Pam: And what about clothes, Tricia? I’m sitting here and can see my six year old now with just chalk pastels all down the front of his shirt, how does it do with clothes?
Tricia: We’ve found that it washes out from clothes, but if you are concerned about that you can always put a smock on or use an old shirt like you used to in kindergarten when you painted, just anything that would make you feel better about the mess.
Pam: I’ve found it hasn’t really been all that bad. Once we get started with it’s something like, “OK, well, that’s no big deal.”
Tricia: It’s chalk. If you think of chalk that you would use on the chalkboard, there’s little dusty things that fall down on the chalkboard, so you will have chalk dust.
Pam: Right. I know with colored pencils, people are like, ‘Well these colored pencils are so hard. They’re cheap but they’re not soft enough, they’re not going to blend together’ but really that’s not an issue with chalk. You could start with an inexpensive set of chalk pastels and not be frustrated.
Tricia: We’ve found that the very inexpensive kinds that you can order from Amazon or find even at Walmart are very easy, and you can break them in half and share them around the table.
Pam: OK, and that’s great too, because a lot of times you don’t have to worry about breaking because they’re meant to be broken so everyone can have a little piece.
Tricia: Right.
Pam: Now, I’m talking specifically about doing art in Morning Time, and whenever I break out the art supplies my kids really get excited and they want to just do art all day. Some days that would be great but a lot of days I don’t want art to completely derail my school day. So, do you have any tips for how art can work into a set period of time and not necessarily take over the entire day?
Tricia: Well, I would say that you can just remind your children that you can have art every day, you can practice every day if you want to, but we’re going to build this art time around a certain literature book. We actually have some challenges, art tutorial challenges, where you do an apple in less than a minute. So the tutorials as I mentioned before that we share are usually short within five minutes. So another thing that we do is we have an art box that we keep in the pantry close to the table. And if we start getting really carried away with art, and we do need to get some other subjects then I’ll remind then, ‘We can put this away for now but there’s the art box and this afternoon ya’ll can get it out and do it on your own.’
Pam: I love that, and I love the one minute challenges too. That sounds great.
Tricia: Those are fun.
Pam: You’ve mentioned a couple of times about doing art around literature. So, how might that look in a home? Could you give me a few examples?
Tricia: Well, we always loved the Five in a Row books. We’ve used those with all of our children, and so one that comes to mind right away is Stopping By the Woods on a Snowy Evening by Robert Frost, and so we would read that book and then we would follow up the time with some art. Maybe flip open the page to one that is just really interesting and appeals to everybody and we would just sit down and use the chalk pastels and copy what we see. My Blue Boat with a lighthouse that shines across the water and then there’s the blue boat, so using children’s books that are already beloved just draws in that creativity even more because you just have that love of the words as well.
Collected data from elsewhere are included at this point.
Issue #664, opened 2020-04-10
investigate why requests are not concurrent


tripodsan:
![image](https://user-images.githubusercontent.com/917628/78961336-120f6e00-7b2c-11ea-8658-92116dc8b534.png)

why is the 2nd request to raw.github (`helix-markup.yaml`) AFTER the word2md? 
It should be parallel to fetching the fstab.yaml

trieloff:
https://github.com/adobe/helix-pipeline/blob/4489463b5e0a2d36e8c770c74d8da71a6a006826/src/defaults/html.pipe.js#L68-L70

If we swap `fetchExternal` and `fetchMarkupConfig`, it should work in parallel, as `fetchFstab` and `fetchMarkupConfig` are non-blocking, but `fetchExternal` is blocking.

stefan-guggisberg:
@tripodsan Can this issue be closed?

tripodsan:
yup.

PR #691, opened 2020-04-24
feat(html pipe): Content Intelligence Matching from markup.yaml

### LINKED ISSUE #687: Content Intelligence Matching from markup.yaml
With https://github.com/adobe/helix-shared/pull/280 in the books, we can start on https://github.com/adobe/helix-shared/issues/278

@ramboz let me know if this is something for you.

ramboz:
Add support for content intelligence matching in the helix-markup.yaml to patch the MDAST

fix #687, #664


src/utils/adjust-markup.js
```diff
@@ -85,36 +143,32 @@ async function adjustMDAST(context, action) {
...
 
+  // Adjust the MDAST based on AST matcher
   Object.entries(markupconfig.markup)
     .filter(([_, cfg]) => cfg.type === 'markdown')
     .forEach(([name, cfg]) => {
       logger.info(`Applying markdown markup adjustment: ${name}`);
-
       transformer.match(cfg.match, (h, node) => {
         const handler = transformer.constructor.default(node);
-        let el = handler(h, node);
```
ramboz, line 95: This is just extracted to `patchHastNode` above

src/utils/adjust-markup.js
```diff
@@ -136,26 +190,8 @@ async function adjustHTML(context, { logger, markupconfig }) {
     .filter(([_, cfg]) => !cfg.type || cfg.type === 'html')
     .forEach(([name, cfg]) => {
       logger.info(`Applying HTML markup adjustment: ${name}`);
-
       const elements = context.content.document.querySelectorAll(cfg.match);
-      elements.forEach((el) => {
```
ramboz, line 141: This is just extracted to `patchHtmlElement` above

test/testPipeWithMarkupConfig.js
```diff
@@ -52,20 +76,8 @@ describe('Testing HTML Pipeline with markup config', () => {
...
-  it('html.pipe adjusts the MDAST as per markup config', async () => {
-    nock('https://raw.githubusercontent.com')
-      .get('/adobe/test-repo/master/helix-markup.yaml')
-      .reply(() => [200, TEST_MARKUP_CONFIG_MD])
-      .get('/adobe/test-repo/master/hello.md')
-      .reply(() => [200, '# Hello\nfrom github.\n']);
-
-    const context = {};
-    const action = coerce({
+    context = {};
```
ramboz, line 79: Just extracting `context` and `action` into the `beforeEach`

test/testPipeWithMarkupConfig.js
```diff
@@ -39,8 +39,32 @@ markup:
...
+      baz: qux
+    wrap: .corge
+    type: content
+`;
+
+function cleanup(html) {
+  return html.replace(/\n\s*/g, '').trim();
+}
+
+function expectBodyEquals(result, expectedMarkup) {
```
ramboz, line 58: Create util method to reduce boilerplate code

test/testPipeWithMarkupConfig.js
```diff
@@ -81,19 +93,75 @@ describe('Testing HTML Pipeline with markup config', () => {
...
+          <h1 id="hello">Hello</h1>
+          <p>from github.</p>
+        </div>
+      </div>
+      <div>
+        <h1 id="bar">Bar</h1>
+      </div>`);
+  });
+
+  it('html.pipe does not adjust the MDAST as per markup content config if there are no sections', async () => {
```
trieloff, line 148: If there are no sections, I’d assume we treat the document as one big section.

tripodsan:
@ramboz I'm not sure that i 100% understand how this works, but is it operating on the vdom or the hast? (since there is a `patchHastNode()`, I assume the later).

you could add some comments to the file that explains what is happening here.

ramboz:
@tripodsan For the MDAST part, we are getting an MDAST node as input and are hijacking the HAST transformation to patch the output node. So the selector applies to the MDAST tree, but the properties are added to the output HAST node. Does that make sense?

I'll add better comments to clarify

src/defaults/html.pipe.js
```diff
@@ -65,8 +65,8 @@ const htmlpipe = (cont, context, action) => {
     .every(validate).when((ctx) => !production() && !ctx.error)
     .every(timer.update)
     .use(fetchFstab)
-    .use(fetchExternal)
     .use(fetchMarkupConfig)
+    .use(fetchExternal)
```
ramboz, line 69: This should fix #664 at the same time

tripodsan:
> So the selector applies to the MDAST tree, but the properties are added to the output HAST node. Does that make sense?

but we are not using the HAST anymore, only the vdom....

ramboz:
@tripodsan You are obviously right… I got confused between HAST and VDOM.
Updated accordingly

Pam: Have you ever done any art pastel projects based on poetry or Shakespeare?
Tricia: No, we have done art in the style of Monet, we’ve done some Picasso, not specifically poetry, I did mention the Robert Frost but that was based on the book.
Pam: Well, there’s my challenge for you?
Tricia: OK!
Pam: Give some poetry chalk pastels! Well, how can we use chalk pastels and art projects like these to study specific artists?
Tricia: Well, I would suggest if you’re using a certain curriculum or just studying a particular artist, then you look up on the internet some of the famous paintings by that artist, and you use that as inspiration, you use that for invitation, you just learn about the different techniques or the medium that that artist used, and then you just do some artwork in the style of that artist, that’s what we’ve done in the past, and we of course love Monet because he has that painterly affect, and that paints the light, and that very much is what chalk pastels do. So, I would encourage you to pick something that you’re interested in and just practice.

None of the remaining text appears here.